Jerman dan Bangladesh tahun ini merayakan 40 tahun hubungan diplomatik. Dalam beberapa tahun terakhir, banyak menteri Bangladesh yang telah mengunjungi Jerman. Tahun lalu, Perdana Menteri Bangladesh Sheikh Hasina juga mengunjungi Jerman. Namun, tidak banyak petinggi pemerintahan Jerman yang pernah berada di Bangladesh. Hanya dua mantan presiden Jerman, Richard von Weizsäcker dan Christian Wulff, mantan Menlu Joschko Fischer dan Menteri Hubungan Ekonomi dan Pembangunan Dirk Niebel yang pernah mengunjungi Bangladesh.

Perhatian media untuk kunjungan tingkat tinggi begitu luar biasa. Ruang an kecil padat dipenuhi wartawan yang meliput konferensi pers bersama Menlu Westerwelle dan Dr. Dipu Moni.
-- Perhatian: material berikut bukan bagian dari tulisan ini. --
PR #351, opened 2023-04-20
Select Catalog item after creating (node, geo service, feature source)

geertplaisier:


matthijsln (changes requested):
Does not expand node when adding item in a new folder (which is collapsed by default)

matthijsln (approved):

PR #353, opened 2023-04-21
[HTM-760] Show only add sub folder icon for root level

matthijsln:


geertplaisier:
Ah, good catch... maybe also hide Rename for root levels, since this is never shown anywhere. In fact maybe its better to not have a menu for root, but only an add folder button.

PR #356, opened 2023-04-25
[HTM-727] Disallow blank username and group name

mprins:
also disallow strange (non-alfa-numeric) characters, only `[a-zA-Z0-9]*` are allowed, the Add/Save button is disabled when the form data is invalid.

resolves HTM-727


mprins:
Do you think we should add this `[a-zA-Z0-9]*` restriction for groupname / username in the API as well?

matthijsln:
> @matthijsln @geertplaisier Do you think we should add this `[a-zA-Z0-9]*` restriction for groups[name] / users[username] in the API as well?

Yes, see also [HTM-727](https://b3partners.atlassian.net/browse/HTM-712)

geertplaisier (approved):

PR #362, opened 2023-05-05
HTM-742: Open application from admin

geertplaisier:


matthijsln (changes requested):
Use https://angular.io/api/common/APP_BASE_HREF

PR #369, opened 2023-05-16
[HTM-768] Add GeoService layer authorization editing

puckipedia:


geertplaisier (changes requested):
In general: maybe its possible to move logic from the edit-authorizations component to a helper file with tests. This way the component does not grow so big with so many responsibilities and its easier to test the different scenarios.

geertplaisier (approved):

PR #376, opened 2023-05-26
Update to Angular 16

geertplaisier:


mprins (changes requested):
still has some errors like
```
#14 133.1 ./projects/core/src/public-api.ts:4:0-22 - Error: Module not found: Error: Can't resolve 'typings.d.ts' in '/app/projects/core/src'
#14 133.1 Did you mean './typings.d.ts'?
#14 133.1 Requests that should resolve in the current directory need to start with './'.
#14 133.1 Requests that start with a name are treated as module requests and resolve within module directories (/app, node_modules).
#14 133.1 If changing the source code is not an option there is also a resolve options called 'preferRelative' which tries to resolve these kind of requests in the current directory too.
#14 133.1 
#14 133.1 ./projects/map/src/lib/helpers/projections.helper.ts:23:9-19 - Error: export 'defs' (imported as 'proj4') was not found in 'proj4' (possible exports: default)
#14 133.1 
#14 133.1 ./projects/map/src/lib/helpers/projections.helper.ts:24:6-16 - Error: export 'defs' (imported as 'proj4') was not found in 'proj4' (possible exports: default)
#14 133.1 
#14 133.1 ./projects/map/src/public-api.ts:4:0-22 - Error: Module not found: Error: Can't resolve 'typings.d.ts' in '/app/projects/map/src'
#14 133.1 Did you mean './typings.d.ts'?
#14 133.1 Requests that should resolve in the current directory need to start with './'.
#14 133.1 Requests that start with a name are treated as module requests and resolve within module directories (/app, node_modules).
#14 133.1 If changing the source code is not an option there is also a resolve options called 'preferRelative' which tries to resolve these kind of requests in the current directory too.
#14 133.1 
#14 133.1 Error: projects/core/src/lib/filter/attribute-filter/attribute-filter.component.ts:174:7 - error TS2322: Type 'string | null' is not assignable to type 'string'.
#14 133.1   Type 'null' is not assignable to type 'string'.
#14 133.1 
#14 133.1 174       return inputValue.toISODate();
#14 133.1           ~~~~~~~~~~~~~~~~~~~~~~~~~~~~~~
#14 133.1 
```

and others pointing to `typings`

mprins (approved):

PR #385, opened 2023-05-31
HTM-769: HTM-771: Show configured title in tree and show/edit geoservice

geertplaisier:
HTM-769: HTM-771: Show configured title in tree and show/edit geoservice
from application layer tree


mprins (approved):
lgtm

PR #389, opened 2023-06-02
[HTM-711] Set document.title to app title when loading viewer

mprins:
resolves HTM-711


projects/core/src/lib/pages/viewer-app/viewer-app.component.ts
```diff
@@ -72,6 +74,14 @@ export class ViewerAppComponent implements OnInit, OnDestroy {
       .subscribe(bookmark => {
           this.router.navigate([], { relativeTo: this.route, fragment: bookmark, replaceUrl: true });
       });
+
+    this.store$.select(selectViewerTitle)
+      .pipe(takeUntil(this.destroyed))
+      .subscribe(title => {
```
geertplaisier, line 80: Maybe we should also reset the title? Something like:

```
.subscribe({
    next: (title) => { this.document.title = title || [DEFAULT_TITLE] },
    complete: () => { this.document.title = [DEFAULT_TITLE] } 
});
```

geertplaisier (changes requested):

projects/core/src/lib/pages/viewer-app/viewer-app.component.ts
mprins: make sense

geertplaisier (approved):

Masa Sulit bagi Bangladesh

Saat ini Bangladesh tengah menghadapi masa yang kritis. Belum jelas, apakah pemilihan parlemen mendatang dapat digelar dalam kondisi normal atau tidak. Alasan utama pertikaian antara dua partai terbesar adalah satu peraturan yang menyebutkan bahwa pemerintah yang berkuasa harus mengundurkan diri sebelum pemilu digelar dan kekuasaan diserahkan kepada sebuah pemerintah transisi yang “netral“. Hanya dengan cara ini, para pemilih dianggap akan memilih tanpa adanya campur tangan politik. Pemerintah yang kini berkuasa telah menghapus peraturan ini setelah mengalami kegagalan. Pemerintah transisi “netral“ terakhir, dengan dukungan militer, berkuasa lebih lama daripada yang ditetapkan dan melakukan aksi penahanan terhadap kedua pemimpin partai terbesar di Bangladesh. Walaupun pengalaman pahit ini, aliansi oposisi masih menunggu kembali diterapkannya peraturan ini atau dikeluarkannya satu aturan lain yang sejenis.

Masyarakat internasional mengkhawatirkan terjadinya eskalasi lebih lanjut di negara bermayoritas Muslim ini dan juga terhadap kekuatan Islam yang dianggap membahayakan konstitusi sekuler yang dimiliki Bangladesh. Tidak jelas, apakah Westerwelle juga membahas tema ini dengan rekan Bangladesh nya. “Politik diam“ Jerman terkenal untuk tidak mengangkat tema-tema sensitif seperti ini. Karena bagi Jerman, yang terpenting bukanlah hanya berbicara tetapi mencapai satu keberhasilan.